Body and Soul

Four summers ago I had a wonderful morning routine. I would rise at dawn and jump on my bike to ride 25 minutes to another neighborhood of the city where I would meet a friend at the local pool and swim laps for about a half hour. Then we’d go to her apartment, eat breakfast with the man who would become her husband, and ride our bikes a few more miles to the college, where she was working and I was taking classes that summer.

This is the kind of routine that only works during a certain season of the year, a certain season of life. I have been thinking about those months a lot lately, remembering them with fondness and trying to determine why I cherish them so much.

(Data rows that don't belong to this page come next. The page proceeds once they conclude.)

PR #232, opened 2024-07-04
Switch ArkTS implementation to ARK IR

CaelmBleidd:


jacodb-analysis/src/main/kotlin/org/jacodb/analysis/util/EtsTraits.kt
```diff
@@ -0,0 +1,160 @@
...
+import org.jacodb.analysis.util.toPathOrNull as _toPathOrNull
+import org.jacodb.panda.dynamic.ets.utils.getOperands as _getOperands
+import org.jacodb.panda.dynamic.ets.utils.getValues as _getValues
+
+interface EtsTraits : Traits<EtsMethod, EtsStmt> {
+
+    override val CommonCallExpr.callee: EtsMethod
+        get() {
+            check(this is EtsCallExpr)
+            // return cp.getMethodBySignature(method) ?: error("Method not found: $method")
```
CaelmBleidd: Commented code

jacodb-analysis/src/main/kotlin/org/jacodb/analysis/util/EtsTraits.kt
```diff
@@ -0,0 +1,160 @@
...
+            return EtsMethodImpl(method)
+        }
+
+    override val EtsMethod.thisInstance: EtsThis
+        get() = EtsThis(EtsAnyType)
+
+    override val EtsMethod.isConstructor: Boolean
+        get() = false
```
CaelmBleidd: Why?

jacodb-analysis/src/main/kotlin/org/jacodb/analysis/util/EtsTraits.kt
```diff
@@ -0,0 +1,160 @@
...
+        return method.parameters.map { getArgument(it) }
+    }
+
+    override fun CommonValue.isConstant(): Boolean {
+        check(this is EtsEntity)
+        return this is EtsConstant
+    }
+
+    override fun CommonValue.eqConstant(constant: ConstantValue): Boolean {
+        TODO("Not yet implemented")
```
CaelmBleidd, line 106: Why? Do we need it?

jacodb-analysis/src/main/kotlin/org/jacodb/analysis/util/EtsTraits.kt
```diff
@@ -0,0 +1,160 @@
...
+        return _getValues().toSet()
+    }
+
+    override fun EtsStmt.getOperands(): List<EtsEntity> {
+        return _getOperands().toList()
+    }
+
+    companion object : EtsTraits {
+        // Note: unused for now
+        // lateinit var cp: EtsFile
```
CaelmBleidd: When will we use it? Maybe we can remove it for now?

jacodb-analysis/src/main/kotlin/org/jacodb/analysis/util/PandaStaticTraits.kt
```diff
@@ -178,7 +174,10 @@ interface PandaStaticTraits : Traits<PandaMethod, PandaInst> {
     }
 
     // Ensure that all methods are default-implemented in the interface itself:
-    companion object : PandaStaticTraits
+    companion object : PandaStaticTraits {
+        // Note: unused for now
+        // lateinit var cp: PandaProject
```
CaelmBleidd, line 179: Same

jacodb-panda-dynamic/src/main/kotlin/org/jacodb/panda/dynamic/ets/base/EtsConstant.kt
```diff
@@ -0,0 +1,156 @@
...
+    val elements: List<EtsEntity>,
+    override val type: EtsType, // EtsArrayType
+) : EtsConstant {
+
+    // EtsArrayType
+    // init {
+    //     require(type.dimensions == 1) {
+    //         "Array type of array literal must have exactly one dimension"
+    //     }
+    // }
```
CaelmBleidd: Commented code

jacodb-panda-dynamic/src/main/kotlin/org/jacodb/panda/dynamic/ets/base/EtsConstant.kt
```diff
@@ -0,0 +1,156 @@
...
+    override fun toString(): String {
+        return elements.joinToString(prefix = "[", postfix = "]")
+    }
+
+    override fun <R> accept(visitor: EtsConstant.Visitor<R>): R {
+        return visitor.visit(this)
+    }
+}
+
+// TODO: replace `Pair<String, Value>` with `Property`
```
CaelmBleidd: Do it?

jacodb-panda-dynamic/src/main/kotlin/org/jacodb/panda/dynamic/ets/base/EtsExpr.kt
```diff
@@ -0,0 +1,309 @@
...
+    override fun <R> accept(visitor: EtsExpr.Visitor<R>): R {
+        return visitor.visit(this)
+    }
+}
+
+data class EtsNewArrayExpr(
+    val elementType: EtsType,
+    val size: EtsEntity,
+) : EtsExpr {
+    // TODO: support multi-dimensional arrays
```
CaelmBleidd: Throw an error if you get size other than one

jacodb-panda-dynamic/src/main/kotlin/org/jacodb/panda/dynamic/ets/base/EtsExpr.kt
```diff
@@ -0,0 +1,309 @@
...
+//     val trueBranch: Value,
+//     val falseBranch: Value,
+// ) : Expr {
+//     override val type: Type
+//         get() = TypeInference.commonType(trueBranch.type, trueBranch.type)
+//
+//     override fun toString(): String {
+//         return "$condition ? $trueBranch : $falseBranch"
+//     }
+// }
```
CaelmBleidd: Commented code

jacodb-panda-dynamic/src/main/kotlin/org/jacodb/panda/dynamic/ets/base/EtsExpr.kt
```diff
@@ -0,0 +1,309 @@
...
+// TODO: AddExpr and many others
+// data class AddExpr(
+//     override val left: Value,
+//     override val right: Value,
+// ) : BinaryExpr {
+//     override fun toString(): String {
+//         return "$left + $right"
+//     }
+// }
+
```
CaelmBleidd: Do we need it?

jacodb-panda-dynamic/src/main/kotlin/org/jacodb/panda/dynamic/ets/base/EtsExpr.kt
```diff
@@ -0,0 +1,309 @@
...
+// data class ConditionExpr(
+//     val relop: String,
+//     override val left: Value,
+//     override val right: Value,
+// ) : BinaryExpr {
+//     override fun toString(): String {
+//         return "$left $relop $right"
+//     }
+// }
```
CaelmBleidd: Same

jacodb-panda-dynamic/src/main/kotlin/org/jacodb/panda/dynamic/ets/base/Ops.kt
```diff
@@ -0,0 +1,275 @@
...
+
+    /**
+     * `!=`
+     */
+    NotEq,
+
+    /**
+     * `===`
+     */
+    EqEqEq,
```
CaelmBleidd: StrictEq?

jacodb-panda-dynamic/src/main/kotlin/org/jacodb/panda/dynamic/ets/base/Ops.kt
```diff
@@ -0,0 +1,275 @@
...
+
+    /**
+     * `!==`
+     */
+    NotEqEq,
```
CaelmBleidd: NotStrictEq

jacodb-panda-dynamic/src/main/kotlin/org/jacodb/panda/dynamic/ets/base/Ops.kt
```diff
@@ -0,0 +1,275 @@
...
+
+    /**
+     * `<`
+     */
+    Lt,
+
+    /**
+     * `<=`
+     */
+    LtEq,
```
CaelmBleidd: Le, Ge

jacodb-panda-dynamic/src/main/kotlin/org/jacodb/panda/dynamic/ets/base/Ops.kt
```diff
@@ -0,0 +1,275 @@
...
+enum class AssignOp {
+    /**
+     * '='
+     */
+    Assign,
+
+    /**
+     * '+='
+     */
+    AddAssign,
```
CaelmBleidd: plusassign to match with kotlin?

jacodb-panda-dynamic/src/main/kotlin/org/jacodb/panda/dynamic/ets/base/Position.kt
```diff
@@ -0,0 +1,83 @@
...
+ *  http://www.apache.org/licenses/LICENSE-2.0
+ * <p>
+ *  Unless required by applicable law or agreed to in writing, software
+ *  distributed under the License is distributed on an "AS IS" BASIS,
+ *  WITHOUT WARRANTIES OR CONDITIONS OF ANY KIND, either express or implied.
+ *  See the License for the specific language governing permissions and
+ *  limitations under the License.
+ */
+
+package org.jacodb.panda.dynamic.ets.base
```
CaelmBleidd: Shouldn't we rename it just to `org.jacodb.ets`?

jacodb-panda-dynamic/src/main/kotlin/org/jacodb/panda/dynamic/ets/base/Visitors.kt
```diff
@@ -0,0 +1,199 @@
...
+    override fun visit(value: EtsNullConstant) {
+        println("visit<${value::class.java.simpleName}>(value = $value)")
+    }
+
+    override fun visit(value: EtsUndefinedConstant) {
+        println("visit<${value::class.java.simpleName}>(value = $value)")
+    }
+}
+
+fun main() {
```
CaelmBleidd: What is this main for?

jacodb-panda-dynamic/src/main/kotlin/org/jacodb/panda/dynamic/ets/dto/Model.kt
```diff
@@ -0,0 +1,140 @@
...
+    val projectDir: String? = null,
+    val projectName: String? = null,
+    val namespaces: List<NamespaceDto>,
+    val classes: List<ClassDto>,
+    val importInfos: List<ImportInfoDto>,
+    val exportInfos: List<ExportInfoDto>,
+) {
+    companion object {
+        private val json = Json {
+            // classDiscriminator = "_"
```
CaelmBleidd: Do we need it?

jacodb-panda-dynamic/src/main/kotlin/org/jacodb/panda/dynamic/ets/dto/Model.kt
```diff
@@ -0,0 +1,140 @@
...
+    val isDefault: Boolean,
+    val modifiers: List<String>,
+    val originTsPosition: LineColPositionDto,
+)
+
+// @Serializable
+// data class Decorator(
+//     val kind: String,
+//     val type: String?,
+// )
```
CaelmBleidd: ?

jacodb-panda-dynamic/src/main/kotlin/org/jacodb/panda/dynamic/ets/dto/Values.kt
```diff
@@ -0,0 +1,421 @@
...
+}
+
+// @Serializable
+// @SerialName("UNKNOWN")
+// data class UnknownValueDto(
+//     val value: JsonElement,
+// ) : ValueDto {
+//     override val type: TypeDto
+//         get() = UnknownTypeDto
+// }
```
CaelmBleidd: Commented code

jacodb-panda-dynamic/src/main/kotlin/org/jacodb/panda/dynamic/ets/dto/Values.kt
```diff
@@ -0,0 +1,421 @@
...
+) : ImmediateDto {
+    override fun toString(): String {
+        return "'$value': $type"
+    }
+}
+
+// @Serializable
+// @SerialName("StringConstant")
+// data class StringConstant(
+//     val value: String,
```
CaelmBleidd: What it all this commented code for?

jacodb-panda-dynamic/src/main/kotlin/org/jacodb/panda/dynamic/ets/dto/Values.kt
```diff
@@ -0,0 +1,421 @@
...
+    }
+}
+
+@Serializable
+@SerialName("NewArrayExpr")
+data class NewArrayExprDto(
+    val elementType: TypeDto,
+    val size: ValueDto,
+) : ExprDto {
+    // TODO: support multi-dimensional arrays, when upstream implement it
```
CaelmBleidd: Throw notimplementederror then

jacodb-panda-dynamic/src/main/kotlin/org/jacodb/panda/dynamic/ets/dto/Values.kt
```diff
@@ -0,0 +1,421 @@
...
+        return elements.joinToString(prefix = "[", postfix = "]")
+    }
+}
+
+@Serializable
+@SerialName("ObjectLiteralExpr")
+// TODO: keys and values
+data class ObjectLiteralDto(
+    // val keys: List<String>,
+    // val values: List<Value>,
```
CaelmBleidd: Why is it commented with TODO?

jacodb-panda-dynamic/src/main/kotlin/org/jacodb/panda/dynamic/ets/dto/Values.kt
```diff
@@ -0,0 +1,421 @@
...
+}
+
+@Serializable
+sealed interface BinaryExprDto : ExprDto {
+    val left: ValueDto
+    val right: ValueDto
+
+    // override val type: TypeDto
+    //     get() = UnknownTypeDto
+}
```
CaelmBleidd: Commented code

jacodb-panda-dynamic/src/main/kotlin/org/jacodb/panda/dynamic/ets/dto/Values.kt
```diff
@@ -0,0 +1,421 @@
...
+) : BinaryExprDto {
+    override fun toString(): String {
+        return "$left $op $right"
+    }
+}
+
+@Serializable
+sealed interface ConditionExprDto : BinaryExprDto {
+    // override val type: String
+    //     get() = "boolean"
```
CaelmBleidd: Same

jacodb-panda-dynamic/src/main/kotlin/org/jacodb/panda/dynamic/ets/dto/convert.kt
```diff
@@ -0,0 +1,712 @@
+/*
```
CaelmBleidd: Please, name files starting with a capital letter

jacodb-panda-dynamic/src/main/kotlin/org/jacodb/panda/dynamic/ets/dto/convert.kt
```diff
@@ -0,0 +1,712 @@
...
+    }
+
+    fun convertToEtsStmt(stmt: StmtDto) {
+        val newStmt = when (stmt) {
+            is UnknownStmtDto -> object : EtsStmt {
+                override val location: EtsInstLocation = loc()
+
+                override fun toString(): String = "Unknown(${stmt.stmt})"
+
+                // TODO: equals/hashCode ???
```
CaelmBleidd: Implement it?

jacodb-panda-dynamic/src/main/kotlin/org/jacodb/panda/dynamic/ets/dto/convert.kt
```diff
@@ -0,0 +1,712 @@
...
+        }
+        currentStmts += newStmt
+    }
+
+    fun convertToEtsEntity(value: ValueDto): EtsEntity {
+        return when (value) {
+            is UnknownValueDto -> object : EtsEntity {
+                override val type: EtsType = EtsUnknownType
+
+                // override fun toString(): String = "Unknown(${value.value})"
```
CaelmBleidd: Rmove it

jacodb-panda-dynamic/src/main/kotlin/org/jacodb/panda/dynamic/ets/dto/convert.kt
```diff
@@ -0,0 +1,712 @@
...
+            )
+
+            is CastExprDto -> EtsCastExpr(
+                arg = convertToEtsEntity(value.arg),
+                type = convertToEtsType(value.type),
+            )
+
+            is PhiExprDto -> EtsPhiExpr(
+                args = value.args.map { convertToEtsEntity(it) },
+                argToBlock = emptyMap(), // TODO
```
CaelmBleidd: Why is it not implemented?

jacodb-panda-dynamic/src/main/kotlin/org/jacodb/panda/dynamic/ets/dto/convert.kt
```diff
@@ -0,0 +1,712 @@
...
+                type = convertToEtsType(value.type),
+            )
+
+            is ArrayLiteralDto -> EtsArrayLiteral(
+                elements = value.elements.map { convertToEtsEntity(it) },
+                type = convertToEtsType(value.type), // TODO: as EtsArrayType,
+            )
+
+            is ObjectLiteralDto -> EtsObjectLiteral(
+                properties = emptyList(), // TODO
```
CaelmBleidd: Same

jacodb-panda-dynamic/src/main/kotlin/org/jacodb/panda/dynamic/ets/dto/convert.kt
```diff
@@ -0,0 +1,712 @@
...
+                right = convertToEtsEntity(value.right),
+            )
+
+            is InstanceCallExprDto -> EtsInstanceCallExpr(
+                instance = convertToEtsEntity(value.instance),
+                method = convertToEtsMethodSignature(value.method),
+                args = value.args.map {
+                    val etsEntity = convertToEtsEntity(it)
+                    if (etsEntity is EtsValue) return@map etsEntity
+                    val newLocal = EtsLocal("_tmp${freeLocal++}", EtsUnknownType)
```
CaelmBleidd: Please, use empty lines to separate different code blocks

jacodb-panda-dynamic/src/main/kotlin/org/jacodb/panda/dynamic/ets/dto/convert.kt
```diff
@@ -0,0 +1,712 @@
...
+                }
+            }
+        }
+
+        val successorMap: MutableMap<EtsStmt, List<EtsStmt>> = hashMapOf()
+        for (block in cfg.blocks) {
+            if (block.stmts.isEmpty()) {
+                continue
+            }
+            val startId = blockStart[block.id]!!
```
CaelmBleidd: getValue insted of !!

jacodb-panda-dynamic/src/main/kotlin/org/jacodb/panda/dynamic/ets/dto/convert.kt
```diff
@@ -0,0 +1,712 @@
...
+                                    type = ClassTypeDto(classSignatureDto)
+                                )
+                            )
+                        )
+                    )
+                )
+            )
+        )
+    )
+
```
CaelmBleidd: Please, construct these objects separately and create without soo many nested levels of instructions

jacodb-panda-dynamic/src/main/kotlin/org/jacodb/panda/dynamic/ets/dto/convert.kt
```diff
@@ -0,0 +1,712 @@
...
+        UnknownTypeDto -> EtsUnknownType
+
+        VoidTypeDto -> EtsVoidType
+    }
+}
+
+// TODO: add EtsNeverConstant?
+// TODO: add EtsUnknownConstant(value: String)?
+fun convertToEtsConstant(value: ConstantDto): EtsConstant {
```
CaelmBleidd: Please, check all todos and commentd code in the requirest

jacodb-panda-dynamic/src/main/kotlin/org/jacodb/panda/dynamic/ets/graph/EtsCfg.kt
```diff
@@ -0,0 +1,140 @@
...
+        for ((stmt, nexts) in successorMap) {
+            for (next in nexts) {
+                map.getOrPut(next) { hashSetOf() } += stmt
+            }
+        }
+        map
+    }
+
+    override fun throwers(node: EtsStmt): Set<EtsStmt> {
+        TODO("Current version of IR does not contain try catch blocks")
```
CaelmBleidd: Is it still true?

jacodb-panda-dynamic/src/main/kotlin/org/jacodb/panda/dynamic/ets/graph/EtsCfg.kt
```diff
@@ -0,0 +1,140 @@
...
+
+fun EtsCfg.findDominators(): GraphDominators<EtsStmt> {
+    return GraphDominators(this).also { it.find() }
+}
+
+fun EtsCfg.view(dotCmd: String, viewerCmd: String, viewCatchConnections: Boolean = false) {
+    Util.sh(arrayOf(viewerCmd, "file://${toFile(dotCmd, viewCatchConnections)}"))
+}
+
+fun EtsCfg.toFile(dotCmd: String, viewCatchConnections: Boolean = false, file: File? = null): Path {
```
CaelmBleidd: Extract thus function to some separate util file, it is not a part of the logic for the EtsCfg.kt

jacodb-panda-dynamic/src/main/kotlin/org/jacodb/panda/dynamic/ets/graph/EtsCfg.kt
```diff
@@ -0,0 +1,140 @@
...
+        val node = Node("$index")
+            .setShape(Shape.box)
+            .setLabel(inst.toString().replace("\"", "\\\""))
+            .setFontSize(12.0)
+        nodes[inst] = node
+        graph.addNode(node)
+    }
+
+    graph.setBgColor(Color.X11.transparent)
+    graph.setFontSize(12.0)
```
CaelmBleidd: Extract constants

jacodb-panda-dynamic/src/main/kotlin/org/jacodb/panda/dynamic/ets/graph/EtsCfg.kt
```diff
@@ -0,0 +1,140 @@
...
+            }
+        }
+        if (viewCatchConnections) {
+            // for (catcher in catchers(inst)) {
+            //     graph.addEdge(Edge(node.name, nodes[catcher]!!.name).also {
+            //         // it.setLabel("catch ${catcher.throwable.type}")
+            //         it.setLabel("catch")
+            //         it.setStyle(Style.Edge.dashed)
+            //     })
+            // }
```
CaelmBleidd: Why? Probably, you have to somehow connect this code with the corresponding TODO

jacodb-panda-dynamic/src/main/kotlin/org/jacodb/panda/dynamic/ets/model/EtsField.kt
```diff
@@ -0,0 +1,63 @@
...
+    var isProtected: Boolean = false,
+    var isReadOnly: Boolean = false,
+)
+
+// TODO
+// data class EtsDecorator(
+//     val kind: String,
+//     val content: String,
+//     val param: String,
+// )
```
CaelmBleidd: Why is it commented?

jacodb-panda-dynamic/src/main/kotlin/org/jacodb/panda/dynamic/ets/model/EtsSignature.kt
```diff
@@ -0,0 +1,132 @@
...
+import org.jacodb.api.common.CommonMethodParameter
+import org.jacodb.panda.dynamic.ets.base.EtsType
+
+data class EtsFileSignature(
+    val projectName: String,
+    val fileName: String,
+) {
+    override fun toString(): String {
+        // Remove ".d.ts" and ".ts" file ext:
+        val tmp = fileName.replace("""(\.d\.ts|\.ts)$""".toRegex(), "")
```
CaelmBleidd: This replacement is very expensive. Why don't you use file methods or don't remove it by yourself?

jacodb-panda-dynamic/src/main/kotlin/org/jacodb/panda/dynamic/ets/model/EtsSignature.kt
```diff
@@ -0,0 +1,132 @@
...
+}
+
+data class EtsNamespaceSignature(
+    val name: String,
+    val namespace: EtsNamespaceSignature? = null,
+    val file: EtsFileSignature? = null,
+) {
+    override fun toString(): String {
+        if (namespace != null) {
+            return "$namespace.$name"
```
CaelmBleidd: return of if expression, same in other place

jacodb-panda-dynamic/src/main/kotlin/org/jacodb/panda/dynamic/ets/utils/EtsFileToDot.kt
```diff
@@ -0,0 +1,137 @@
...
+                lines += "  \"${clazz.signature.name}.${etsMethod.signature.name}\" -> \"${clazz.signature.name}.${etsMethod.signature.name}.bb${etsMethod.body.cfg.blocks.first().id}.0\" [lhead=\"${clazz.signature.name}.${etsMethod.signature.name}.bb${etsMethod.body.cfg.blocks.first().id}\"];"
+            }
+
+            etsMethod.body.cfg.blocks.forEach { bb ->
+                val last = bb.stmts.lastOrNull()
+                val i = if (bb.stmts.isNotEmpty()) bb.stmts.lastIndex else 0
+                when (last ?: NopStmtDto) {
+                    is IfStmtDto -> {
+                        for ((j, succ) in bb.successors.withIndex()) {
+                            lines += "  \"${clazz.signature.name}.${etsMethod.signature.name}.bb${bb.id}.${i}\" -> \"${clazz.signature.name}.${etsMethod.signature.name}.bb${succ}.0\" [lhead=\"${clazz.signature.name}.${etsMethod.signature.name}.bb${succ}\", label=\"${if (j == 0) "true" else "false"}\"];"
```
CaelmBleidd: Can all these things be written in a more readable form?

jacodb-panda-dynamic/src/main/kotlin/org/jacodb/panda/dynamic/ets/utils/getOperands.kt
```diff
@@ -0,0 +1,215 @@
...
+    override fun visit(stmt: EtsSwitchStmt): Sequence<EtsEntity> = sequence {
+        yield(stmt.arg)
+        yieldAll(stmt.cases)
+    }
+}
+
+private object EntityGetOperands : EtsEntity.Visitor<Sequence<EtsEntity>> {
+    override fun visit(value: EtsLocal): Sequence<EtsEntity> = sequence {
+        // empty
+    }
```
CaelmBleidd: emptySequence

jacodb-panda-dynamic/src/main/kotlin/org/jacodb/panda/dynamic/ets/utils/getOperands.kt
```diff
@@ -0,0 +1,215 @@
...
+
+    override fun visit(value: EtsNullConstant): Sequence<EtsEntity> = sequence {
+        // empty
+    }
+
+    override fun visit(value: EtsUndefinedConstant): Sequence<EtsEntity> = sequence {
+        // empty
+    }
+
+    override fun visit(value: EtsArrayLiteral): Sequence<EtsEntity> = sequence {
```
CaelmBleidd: Why do we even need these sequences? Why not to use lists? Isn't it too expensive?

jacodb-panda-dynamic/src/main/kotlin/org/jacodb/panda/dynamic/ets/utils/getOperands.kt
Lipen: That was intentional, to make the code consistent. There is no clear benefit of using `emptySequence()` here. Instead, the `sequence { /* empty */ }` is consistent and also 100% ready to be modified in any moment, for example, when copy pasting this visitor for another similar operation where those "empty visits" should be NON-empty.

jacodb-panda-dynamic/src/main/kotlin/org/jacodb/panda/dynamic/ets/utils/EtsFileToDot.kt
Lipen: I don't think so. Writing DOT files by hand indeed can be messy. This code was not intended to be modified, it already produces good enough result (graphs are quite informative), so we can keep it as it is, for now. We can open an issue and submit another PR for "fixing", if it is really necessary. But I don't think it should block this exact PR to be merged into `neo`.

jacodb-panda-dynamic/src/main/kotlin/org/jacodb/panda/dynamic/ets/model/EtsSignature.kt
Lipen: This was copied from ArkAnalyzer.

I do not think this operation is *very expensive*. Surely, compiling a Regex is not free, but the regex itself is simple (`$` constrains it heavily, so the matching should be fast), and the class `EtsFileSignature`, in fact, is used almost 0 times, so we can expect that this "costy" `toString` won't be a bottleneck.

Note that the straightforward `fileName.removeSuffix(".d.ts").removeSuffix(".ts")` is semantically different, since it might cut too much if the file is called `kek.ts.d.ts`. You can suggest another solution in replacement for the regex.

Was it because I was finding a familial routine in a city away from my own family? Was it because I was starting to discover the amazing richness of adult friendships? Was it because it meant exploring the city in the morning light, or because I had the feeling that I was indulging by sneaking in such adventures before the day even began?

It was probably all of these things, but as I lay sweating on my yoga mat recently and nearly wept at the knowledge of how the years are piling up between my now and that then, a new possibility struck me. Could those mornings be even more precious because of how we exerted ourselves?

Today the Catholic church celebrates the Solemnity of the Assumption, on which we recall that the Blessed Virgin Mary was assumed body and soul into heaven.

Now God has willed that the Blessed Virgin Mary should be exempted from this general rule [of bodily corruption after death]. She, by an entirely unique privilege, completely overcame sin by her Immaculate Conception, and as a result she was not subject to the law of remaining in the corruption of the grave, and she did not have to wait until the end of time for the redemption of her body. – Munificentissimus Deus 5

Piazzetta AssumptionThis is a rich dogma, and the kernel I take from it today is this: our bodies matter. How the give us pleasure, how we nourish them and they sustain us all matter. Mary’s special privilege is that she doesn’t have to wait until the end of time to get hers back.

What other evidence do I have for this? That contact with another person’s body in an embrace can be absolute bliss. That food gives me delight as well as nourishment. That athletic exertion is renewing, even for someone like me who struggled with athleticism her whole life. And that smiling across a kitchen table at a workout partner while refueling with an English muffin remains in my heart as a tangible sign of God’s presence.

If we truly believe in the sanctity of the body, it will have enormous consequences. We are called to respectful, prayerful and appropriate expressions of sexuality. Self-care is demanded of us, as are the physical boundaries that maintain the bodily integrity of other people.

Even though at times my body gives me grief, I do my best to reverence it and recognize it as a gift from God. Today’s feast reminds me that this is worthy spiritual work, and that God has plans for all us, body and soul.

This entry was posted in friends, Health, liturgical calendar, religion, training. Bookmark the permalink.

1 Response to Body and Soul

  1. Val says:

    The Assumption is one of those times when the cranky Calvinist looks at culturally Roman Catholic member of the ecumenical quartet in my head (there is also a Baptist and an atheist) and says: “Nope.”

    (I’m planning on 12:10 PM mass at the cathedral anyway)

    On some level, it’s hard to ignore these things in a city replete with Guadalupe shrines, a city that takes her name from a line in the Litany of Loreto.

    I’m headed down to Olvera Street later (Los Angeles’s sanitized pseudo-Mexican version of its historical self — it seriously feels like it fell out of Epcot Center at Disney World). Mary merch (as opposed to Jesus junk) will be one of the most common things I’ll see. Like it or not, whether a person notices or not, there is a layer of this city where Mary is still queen, though the Franciscan friars have long since gone away.

    I get the whole body thing. It cracks me up how many different ways over the centuries that Greek philosophy has crept into Western thought along the lines of a separation between soul and dust, as if soul is what is good and all that matters.

    It’s not. My battle is against letting asceticism take over (because if you’re hard-wired as an ascetic, it will…).

    Maybe what it is — maybe its that in those moments like the ones you spoke about — is that in those moments we are most fully human because we are more fully aware that not only are we both physical and spiritual beings, but those two elements are working together (and we’re not somehow overthinking why such a thing shouldn’t be possible).